The prevalence of NAFLD has increased in parallel with the prevalence of obesity, T2DM and metabolic syndrome (MS) worldwide. This is primarily due to lifestyle changes, which have led to a subsequent rise in morbidity and mortality caused by hepatic and cardiovascular diseases. MS, which encompasses obesity, systemic arterial hypertension (SAH), and T2DM, is widely recognized as a significant risk factor for multiorgan damage, including involvement of cardiovascular and renal system [2].

Recent studies have estimated that 20%–25% of individuals with NAFLD also have chronic kidney disease (CKD) and share common risk factors with obesity, T2DM, SAH and MS. However, the independent role of NAFLD in the development of CKD, which defined as a glomerular filtration rate of <60 mL/min/1.73 m, remains under discussion, and will be the focus of this paper [3,4].

Renal alterations resulting from obesity, SAH and T2DM are well known. Obesity is an independent risk factor for CKD and is associated with proteinuria and pathological findings such as podocyte hypertrophy and focal segmental glomerular sclerosis, even in the absence of SAH. It also contributes to CKD by increasing pressure transmitted to intraglomerular capillaries, leading to glomerulosclerosis and loss of renal function. Therefore, SAH and T2DM represent confounding factors in the evaluation of a patient with NAFLD who develops CKD [5,6].

Sinn et al. [7] conducted a retrospective cohort study involving 41,430 individuals without CKD and observed that CKD occurred more frequently in individuals with NAFLD than in those without NAFLD. This association remained even after adjusting for traditional risk factors and potential metabolic mediators. Moreover, the association between NAFLD and incident CKD was found to be stronger in participants with liver fibrosis than in those without.

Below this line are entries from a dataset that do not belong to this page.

PR #667, opened 2017-01-17
Bonnie 410 update fixtures tool

alexanderelliott121:
Updates the fixture generation tool to create frontend fixtures, updates backend fixture generation signature to be more streamlined/generalized.


lib/tasks/generate_fixtures.rake
```diff
@@ -1,64 +1,106 @@
...
+    #   values: cms, hqmf
+    # path: Fixture path.
+    # user_email: email of user to export
+    # measure_id: id of measuer to export
+    # patients: which patients should be exported.
+    #   values: each element should have three fields, firstname, lastname, displayname
+    #   ex: [[first1, last1, patient1], [first2, last2, patient2]]
+    ###
+    task :generate_frontend_fixture, [:cms_hqmf, :path, :test_name, :user_email, :measure_id] => [:environment] do |t, args|
+      user = User.find_by email: args[:user_email]
```
mayerm94: Should probably end if user is not found

lib/tasks/generate_fixtures.rake
```diff
@@ -1,64 +1,106 @@
...
+      if (args[:cms_hqmf].downcase  == 'cms')  
+        measure = user.measures.find_by(cms_id: args[:measure_id])
+      elsif (args[:cms_hqmf] == 'hqmf')
+        measure = user.measures.find_by(hqmf_id: args[:measure_id])
+      else
+      end
```
mayerm94: Add content to else for error check

lib/tasks/generate_fixtures.rake
```diff
@@ -1,64 +1,106 @@
...
+      
+      oid_to_vs_map = {}
+      
+      value_sets = measure.value_sets.each do |vs|
+        oid_to_vs_map[vs.oid] = vs
+      end
+      value_sets_file = File.join(fixtures_path, 'measure_data', args[:path], cms_dir, 'value_sets.json')
+      create_fixture_file(value_sets_file, JSON.pretty_generate(JSON.parse(oid_to_vs_map.to_json)))
+    
+      us_filename = "#{args[:test_name]}.json"
```
mayerm94: Why is the upload_summaries filename named after an argument but the archived_measures, value_sets and measures are named after what they contain, ie: measures.json, archived_measures.json and value_sets.json

lib/tasks/generate_fixtures.rake
```diff
@@ -1,64 +1,106 @@
...
-        test_name = "#{tmp_email}_#{args[:cms_id]}_#{args[:patient_first_name]}_#{args[:patient_last_name]}"
-        test_name["\."] = "_"
-      end
-      
+    task :generate_fixtures, [:cms_hqmf, :path, :user_email, :measure_id] => [:environment] do |t, args|
       user = User.find_by email: args[:user_email]
-      if (args[:use_hqmf] == true)
-        measure = user.measures.find_by(hqmf_id: args[:cms_id])
+      if (args[:cms_hqmf].downcase  == 'cms')  
+        measure = user.measures.find_by(cms_id: args[:measure_id])
```
mayerm94: Getting the user and determining if the cms_hqmf arg is a cms_id or hqmf_id seems to be repeated code between rake tasks. Perhaps it could be moved to it's own function

mayerm94 (changes requested):

lib/tasks/generate_fixtures.rake
alexanderelliott121: This is a weird one.
At the moment, the infrastructure we have looks upload_summaries in a specific way: it expects three files called initialLoad, update1 and update2.
I'm not adverse to changing this or updating the load tool, but I ultimately decided not to change the existing structures in this branch.

lib/tasks/generate_fixtures.rake
alexanderelliott121: It does, mongoid error.

mayerm94 (approved):

lib/tasks/generate_fixtures.rake
```diff
@@ -1,64 +1,109 @@
...
-      end
-      
-      user = User.find_by email: args[:user_email]
-      if (args[:use_hqmf] == true)
-        measure = user.measures.find_by(hqmf_id: args[:cms_id])
+
+    def get_measure(user, cms_hqmf, measure_id)
+      if (cms_hqmf.downcase  == 'cms')  
+        measure = user.measures.find_by(cms_id: measure_id)
+      elsif (cms_hqmf == 'hqmf')
```
edeyoung: should this also be `downcase`?

edeyoung: or maybe these should be exact matches? you have a nice error message if they're not. then we don't downcase anything.

lib/tasks/generate_fixtures.rake
```diff
@@ -1,64 +1,109 @@
...
-      measure_file = args[:gen_test] ? File.join(fixtures_directory, "draft_measures", args[:test_set], test_name, "measures.json") : File.join(output_directory, "measure.json")
-      value_sets_dir = args[:gen_test] ? File.join(fixtures_directory, "health_data_standards_svs_value_sets", args[:test_set], test_name) : File.join(output_directory, "value_sets")
+    def create_fixture_file(file_path, fixture_json)
+      FileUtils.mkdir_p(File.dirname(file_path)) unless Dir.exists? File.dirname(file_path)
+      File.new(file_path, "w+")
+      File.write(file_path, fixture_json)
+    end
 
+    ###
+    # cms_hqmf: Use cms or hqmf id.
```
edeyoung: Change comment to "indicates if a CMS id or an HQMF id is used"

lib/tasks/generate_fixtures.rake
```diff
@@ -1,64 +1,109 @@
...
+    #   values: cms, hqmf
+    # path: Fixture path.
```
edeyoung: Change to "path to output fixture files" or something similarly more explanatory

lib/tasks/generate_fixtures.rake
```diff
@@ -1,64 +1,109 @@
...
+    # test_name: Name of the test the fixture is for.
```
edeyoung: What about `test_type`? That makes this seem more generalizable. I'd like to use the same set of fixtures across multiple tests as long as I want similar sort of behavior (e.g. proportion measure with multiple populations).

lib/tasks/generate_fixtures.rake
```diff
@@ -1,64 +1,109 @@
...
+    # user_email: email of user to export
+    # measure_id: id of measuer to export
```
edeyoung: should we mention that the measure needs to be contained in user_email's account?

lib/tasks/generate_fixtures.rake
```diff
@@ -1,64 +1,109 @@
...
+      File.new(file_path, "w+")
+      File.write(file_path, fixture_json)
+    end
 
+    ###
+    # cms_hqmf: Use cms or hqmf id.
+    #   values: cms, hqmf
+    # path: Fixture path.
+    # test_name: Name of the test the fixture is for.
+    # user_email: email of user to export
```
edeyoung: should we also add something about this being the account that will be used for patients/measure/etc.?

lib/tasks/generate_fixtures.rake
```diff
@@ -1,64 +1,109 @@
...
-      patient_file = args[:gen_test] ? File.join(fixtures_directory, "records", args[:test_set], test_name, "patient.json") : File.join(output_directory, "patient.json")
-      measure_file = args[:gen_test] ? File.join(fixtures_directory, "draft_measures", args[:test_set], test_name, "measures.json") : File.join(output_directory, "measure.json")
-      value_sets_dir = args[:gen_test] ? File.join(fixtures_directory, "health_data_standards_svs_value_sets", args[:test_set], test_name) : File.join(output_directory, "value_sets")
+    def create_fixture_file(file_path, fixture_json)
+      FileUtils.mkdir_p(File.dirname(file_path)) unless Dir.exists? File.dirname(file_path)
+      File.new(file_path, "w+")
+      File.write(file_path, fixture_json)
+    end
 
+    ###
```
edeyoung: Can you confirm that this comment follows ruby comment guidance? Talk with Hoss for where to find the guidance. Most of our comments don't follow this, but since this is so comprehensive and for an important rake task, I think it would be good to follow the guidance here.

lib/tasks/generate_fixtures.rake
```diff
@@ -1,64 +1,109 @@
...
+    # cms_hqmf: Use cms or hqmf id.
+    #   values: cms, hqmf
+    # path: Fixture path.
+    # test_name: Name of the test the fixture is for.
+    # user_email: email of user to export
+    # measure_id: id of measuer to export
+    # bundle exec rake HDS:test:generate_fixtures[cms,test/CMSFakevFake,initialLoad,fake@fake,CMSFakevFake]
```
edeyoung: Can you note that this is an example usage?
Can you use real-ish data? the "FakevFake" is hard to parse.
To ensure there are no typos, it would be good to use an example that you were actually able to execute on your machine.

edeyoung: Also, please add spaces after the commas for readability.

lib/tasks/generate_fixtures.rake
```diff
@@ -1,64 +1,109 @@
...
+    ###
+    task :generate_frontend_fixture, [:cms_hqmf, :path, :test_name, :user_email, :measure_id] => [:environment] do |t, args|
+      user = User.find_by email: args[:user_email]
+      measure = get_measure(user, args[:cms_hqmf], args[:measure_id])
+      
+      cms_dir = File.join(args[:test_name], args[:measure_id])
```
edeyoung: why is this called `cms_dir`? Should this be `output_dir` or something similar?

edeyoung: for `test_name` may be worth adding to the comment above that this will be used to build the path to the tests along with the `path` argument.

lib/tasks/generate_fixtures.rake
```diff
@@ -1,64 +1,109 @@
...
+      
+      measure_summaries = UploadSummary::MeasureSummary.by_user_and_hqmf_set_id(user, measure.hqmf_set_id).first
+      archived_measures = ArchivedMeasure.by_user_and_hqmf_set_id(user, measure.hqmf_set_id)
+      
+      fixtures_path = File.join('spec', 'javascripts', 'fixtures', 'json')
+      
+      measure_file = File.join(fixtures_path, 'measure_data', args[:path], cms_dir, 'measures.json')
```
edeyoung: add a comment above this along the lines of "generating the fixtures for the measure. these go in a `measure_data` parent directory. the measure file is called `measures.json`. The accompanying value sets file is called `value_sets.json`"

lib/tasks/generate_fixtures.rake
```diff
@@ -1,64 +1,109 @@
...
-        FileUtils.mkdir_p(File.dirname(patient_file)) unless Dir.exists? File.dirname(patient_file)
-        FileUtils.mkdir_p(File.dirname(measure_file)) unless Dir.exists? File.dirname(measure_file)
-        FileUtils.mkdir_p(value_sets_dir) unless Dir.exists? value_sets_dir
+      records = Record.by_user_and_hqmf_set_id(user, measure.hqmf_set_id)
+      record_file = File.join(fixtures_path, 'records', args[:path], cms_dir, "patients.json")
+      create_fixture_file(record_file, JSON.pretty_generate(JSON.parse(records.to_json)))
+      
+      oid_to_vs_map = {}
+      
+      value_sets = measure.value_sets.each do |vs|
```
edeyoung: move this value set stuff up to the measure stuff to create cohesion in where things are being generated.

lib/tasks/generate_fixtures.rake
```diff
@@ -1,64 +1,109 @@
...
+      
+      measure_file = File.join(fixtures_path, 'measure_data', args[:path], cms_dir, 'measures.json')
+      create_fixture_file(measure_file, JSON.pretty_generate(JSON.parse([measure].to_json)))
 
-      if args[:gen_test]
-        FileUtils.mkdir_p(File.dirname(user_file)) unless Dir.exists? File.dirname(user_file)
-        FileUtils.mkdir_p(File.dirname(patient_file)) unless Dir.exists? File.dirname(patient_file)
-        FileUtils.mkdir_p(File.dirname(measure_file)) unless Dir.exists? File.dirname(measure_file)
-        FileUtils.mkdir_p(value_sets_dir) unless Dir.exists? value_sets_dir
+      records = Record.by_user_and_hqmf_set_id(user, measure.hqmf_set_id)
```
edeyoung: isn't the fixture for a record a bit different on the front end than the back end?

edeyoung: add a similar high level comment as described above to this patient section.

lib/tasks/generate_fixtures.rake
```diff
@@ -1,64 +1,109 @@
...
+      
+      oid_to_vs_map = {}
+      
+      value_sets = measure.value_sets.each do |vs|
+        oid_to_vs_map[vs.oid] = vs
       end
+      value_sets_file = File.join(fixtures_path, 'measure_data', args[:path], cms_dir, 'value_sets.json')
+      create_fixture_file(value_sets_file, JSON.pretty_generate(JSON.parse(oid_to_vs_map.to_json)))
+    
+      us_filename = "#{args[:test_name]}.json"
```
edeyoung: rename to upload_summaries_filename or something similar. `us` is confusing.

lib/tasks/generate_fixtures.rake
```diff
@@ -1,64 +1,109 @@
...
+    # measure_id: id of measuer to export
+    # bundle exec rake HDS:test:generate_fixtures[cms,test/CMSFakevFake,initialLoad,fake@fake,CMSFakevFake]
+    ###
+    task :generate_frontend_fixture, [:cms_hqmf, :path, :test_name, :user_email, :measure_id] => [:environment] do |t, args|
+      user = User.find_by email: args[:user_email]
+      measure = get_measure(user, args[:cms_hqmf], args[:measure_id])
+      
+      cms_dir = File.join(args[:test_name], args[:measure_id])
+      
+      measure_summaries = UploadSummary::MeasureSummary.by_user_and_hqmf_set_id(user, measure.hqmf_set_id).first
```
edeyoung: consider moving these declarations down to where the fixtures get generated for them.

lib/tasks/generate_fixtures.rake
```diff
@@ -1,64 +1,109 @@
...
 
+    ###
+    # cms_hqmf: Use cms or hqmf id.
+    #   values: cms, hqmf
+    # path: Fixture path.
+    # test_name: Name of the test the fixture is for.
+    # user_email: email of user to export
+    # measure_id: id of measuer to export
+    # bundle exec rake HDS:test:generate_fixtures[cms,test/CMSFakevFake,initialLoad,fake@fake,CMSFakevFake]
+    ###
```
edeyoung: consider adding to the comments a comment outlining what the file structure will look like after this is run.

edeyoung: also consider adding an explanation on where each of these files should go in the actual spec file structure.

what happened to making these be in one collective space so you wouldn't have to move individual files?

lib/tasks/generate_fixtures.rake
```diff
@@ -1,64 +1,109 @@
...
-      value_sets = measure.value_sets
+    #Usage
+    # cms_hqmf: Use cms or hqmf id.
+    #   values: cms, hqmf
+    # path: Fixture path.
+    # user_email: email of user to export
+    # measure_id: id of measuer to export
+    # bundle exec rake HDS:test:generate_fixtures[cms,test/CMSFakevFake,fake@fake,CMSFakevFake]
+    desc "Exports a set of fixtures that can be loaded for testing purposes"
+    task :generate_fixtures, [:cms_hqmf, :path, :user_email, :measure_id] => [:environment] do |t, args|
```
edeyoung: should this be renamed to "generate_backend_fixtures"?

lib/tasks/generate_fixtures.rake
```diff
@@ -1,64 +1,109 @@
...
-      File.new(measure_file, "w+")
-      File.write(measure_file, JSON.pretty_generate(JSON.parse(measure.to_json(except: [:map_fns, :record_ids], methods: [:value_sets]))))
-
-      value_sets = measure.value_sets
+    #Usage
+    # cms_hqmf: Use cms or hqmf id.
+    #   values: cms, hqmf
+    # path: Fixture path.
+    # user_email: email of user to export
+    # measure_id: id of measuer to export
```
edeyoung: see all comments above re making comments more explanatory.

lib/tasks/generate_fixtures.rake
```diff
@@ -1,64 +1,109 @@
...
+      measure_file = File.join(fixtures_path, 'draft_measures', args[:path], measure_name)
+      create_fixture_file(measure_file, JSON.pretty_generate(JSON.parse(measure.to_json)))
 
-      value_sets.each do |vs|
-        vs_file_name = vs.oid + ".json"
-        value_sets_file = File.join(value_sets_dir, vs_file_name)
-        File.new(value_sets_file, "w+")
-        File.write(value_sets_file, JSON.pretty_generate(JSON.parse(vs.to_json)))
+      records = Record.by_user_and_hqmf_set_id(user, measure.hqmf_set_id).each do |rec|
+        rec_name = rec.first + "_" + rec.last + ".json"
```
edeyoung: the first and last names often have spaces in them. does it make sense (as painful as it is) to use a space here instead of an underscore?

lib/tasks/generate_fixtures.rake
```diff
@@ -1,64 +1,109 @@
...
-
-      value_sets = measure.value_sets
+    #Usage
+    # cms_hqmf: Use cms or hqmf id.
+    #   values: cms, hqmf
+    # path: Fixture path.
+    # user_email: email of user to export
+    # measure_id: id of measuer to export
+    # bundle exec rake HDS:test:generate_fixtures[cms,test/CMSFakevFake,fake@fake,CMSFakevFake]
+    desc "Exports a set of fixtures that can be loaded for testing purposes"
```
edeyoung: it seems like there is some repeated code in here. Is it worth refactoring to reduce repeated code?

edeyoung (changes requested):
Please excuse my brevity. rushed the comments. i'm curious about the resulting file structure. let's discuss. i'm also curious because the fixtures for front and back end seem the same other than being in an array or separate. i thought there were differences. does it turn out there aren't?

lib/tasks/generate_fixtures.rake
```diff
@@ -1,83 +1,127 @@
...
+    def set_mongoid_ids(json)
+      if json.kind_of?( Hash)
+        json.each_pair do |k,v|
+          if v && v.kind_of?( Hash )
+            if v["$oid"]
+              json[k] = BSON::ObjectId.from_string(v["$oid"])
+            else
+              set_mongoid_ids(v)
+            end
+          elsif k == '_id' || k == 'bundle_id' || k == 'user_id'
```
edeyoung: does this cause an issue with `cms_id`?

lib/tasks/generate_fixtures.rake
```diff
@@ -1,83 +1,127 @@
...
+            puts "Converting #{k} : value #{v}"
+            json[k] = BSON::ObjectId.from_string(v)   
+            puts "Converted: #{k} to #{json[k]}"   
+          end
+        end
+      end
+    end
+    
+    def collection_fixtures(*collection_names)
```
edeyoung: are these duplicated from elsewhere in the code? if so, can these just call that code? if not, please add a comment explaining why the duplication was necessary.

lib/tasks/generate_fixtures.rake
```diff
@@ -1,83 +1,127 @@
...
-    # cms_hqmf: Use cms or hqmf id.
+    # cms_hqmf: indicates if a CMS id or an HQMF id is used.
     #   values: cms, hqmf
-    # path: Fixture path.
-    # test_name: Name of the test the fixture is for.
+    # path: Path to fixture files, derived from the data-type directories (EX: measure_data/${path}).
     # user_email: email of user to export
     # measure_id: id of measuer to export
-    # bundle exec rake HDS:test:generate_fixtures[cms,test/CMSFakevFake,initialLoad,fake@fake,CMSFakevFake]
+    # bundle exec rake HDS:test:generate_frontend_fixtures[cms,test/CMSFakevFake,initialLoad,fake@fake,CMSFakevFake]
```
edeyoung: `HDS:test:` got changed to `bonnie:fixtures` above

edeyoung: try using real data for the example. the fake data is hard to read.

lib/tasks/generate_fixtures.rake
```diff
@@ -1,83 +1,127 @@
...
     end
 
     ###
-    # cms_hqmf: Use cms or hqmf id.
+    # cms_hqmf: indicates if a CMS id or an HQMF id is used.
     #   values: cms, hqmf
-    # path: Fixture path.
-    # test_name: Name of the test the fixture is for.
+    # path: Path to fixture files, derived from the data-type directories (EX: measure_data/${path}).
     # user_email: email of user to export
```
edeyoung: from previous review: "should we also add something about this being the account that will be used for patients/measure/etc.?"

lib/tasks/generate_fixtures.rake
```diff
@@ -1,83 +1,127 @@
...
     # measure_id: id of measuer to export
```
edeyoung: from previous review: "should we mention that the measure needs to be contained in user_email's account?
 Show outdated"

lib/tasks/generate_fixtures.rake
edeyoung: from the previous review: 
Can you note that this is an example usage?
Can you use real-ish data? the "FakevFake" is hard to parse.
To ensure there are no typos, it would be good to use an example that you were actually able to execute on your machine.

lib/tasks/generate_fixtures.rake
```diff
@@ -1,83 +1,127 @@
...
-    task :generate_frontend_fixture, [:cms_hqmf, :path, :test_name, :user_email, :measure_id] => [:environment] do |t, args|
+    task :generate_frontend_fixtures, [:cms_hqmf, :path, :user_email, :measure_id] => [:environment] do |t, args|
       user = User.find_by email: args[:user_email]
       measure = get_measure(user, args[:cms_hqmf], args[:measure_id])
       
-      cms_dir = File.join(args[:test_name], args[:measure_id])
       
-      measure_summaries = UploadSummary::MeasureSummary.by_user_and_hqmf_set_id(user, measure.hqmf_set_id).first
+      measure_summaries = UploadSummary::MeasureSummary.by_user_and_hqmf_set_id(user, measure.hqmf_set_id).desc(:created_at)
       archived_measures = ArchivedMeasure.by_user_and_hqmf_set_id(user, measure.hqmf_set_id)
```
edeyoung: from previous review: consider moving these declarations down to where the fixtures get generated for them.
 Hide outdated

lib/tasks/generate_fixtures.rake
```diff
@@ -1,83 +1,127 @@
...
       
       fixtures_path = File.join('spec', 'javascripts', 'fixtures', 'json')
       
-      measure_file = File.join(fixtures_path, 'measure_data', args[:path], cms_dir, 'measures.json')
+      measure_file = File.join(fixtures_path, 'measure_data', args[:path], 'measures.json')
```
edeyoung: from previous review: add a comment above this along the lines of "generating the fixtures for the measure. these go in a measure_data parent directory. the measure file is called measures.json. The accompanying value sets file is called value_sets.json"

lib/tasks/generate_fixtures.rake
```diff
@@ -1,83 +1,127 @@
...
-      create_fixture_file(record_file, JSON.pretty_generate(JSON.parse(records.to_json)))
-      
       oid_to_vs_map = {}
       
       value_sets = measure.value_sets.each do |vs|
         oid_to_vs_map[vs.oid] = vs
       end
-      value_sets_file = File.join(fixtures_path, 'measure_data', args[:path], cms_dir, 'value_sets.json')
+
+      records = Record.by_user_and_hqmf_set_id(user, measure.hqmf_set_id)
```
edeyoung: from previous review: add a similar high level comment as described above to this patient section.
 Show outdated

edeyoung (changes requested):
Hey, it looks like several of my comments were missed. github is doing weird stuff which is making  me wonder if maybe they didn't show up. If they did show up and you disagreed with them so didn't implement them, can you make sure to respond to the comment noting that? Thanks!

lib/tasks/generate_fixtures.rake
alexanderelliott121: Nope

edeyoung: why not?

alexanderelliott121: k == '_id' isn't a regex, so it doesn't recognize/convert the cms_id.
cms_id isn't a bson object, so no conversion is required.

edeyoung:
@alexanderelliott121 

I do not seem to be able to login to the bonnie user after I wipe my db.

please check out my very minor changes.

edeyoung (approved):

Based on these findings the authors hypothesized that NAFLD with fibrosis may be an independent risk factor for the development of CKD.

The pathogenesis of NAFLD is multifactorial and encompasses genetic and environmental factors, as well as insulin resistance, oxidative stress and intestinal dysbiosis. The pathogenic mechanisms affecting NAFLD and CKD development are not well understood, however, these various factors may contribute to the association of both diseases [2,6,8].

A genetics study conducted on NAFLD demonstrated that the PNPLA3 gene variant (patatin-like phospholipase domain-containing 3 gene) is an independent risk factor for NAFLD but also for severe liver diseases within the NAFLD spectrum, such as nonalcoholic steatohepatitisn (NASH), cirrhosis, and HCC. Recent data have shown an association between the development of CKD in children and adults with NAFLD, regardless of the presence of traditional risk factors for CKD and severity of NAFLD. This association is particularly observed in individuals which carry the PNPLA3 gene variant (PNPLA3/148 M rs738409) [9].

The influence of oxidative stress on the development of CKD in patients with NAFLD has also been a topic of discussion. Oxidative stress and cellular aging are believed to play a role as potential mediators in the pathogenesis of both diseases. The presence of increased visceral adiposity leads to the production of reactive oxygen species, which in turn reduces the antioxidant capacity within the body. This alteration in the inflammatory cascade impacts adipocytes in the liver and kidneys and is significantly associated with organ dysfunction [10].

In recent years, there has been growing evidence implicating intestinal dysbiosis in the pathogenesis of NAFLD and CKD. Alterations in the composition of intestinal bacteria can disrupt proinflammatory and metabolic mechanisms, resulting in the production of toxins that can cause damage to the liver and kidneys [11].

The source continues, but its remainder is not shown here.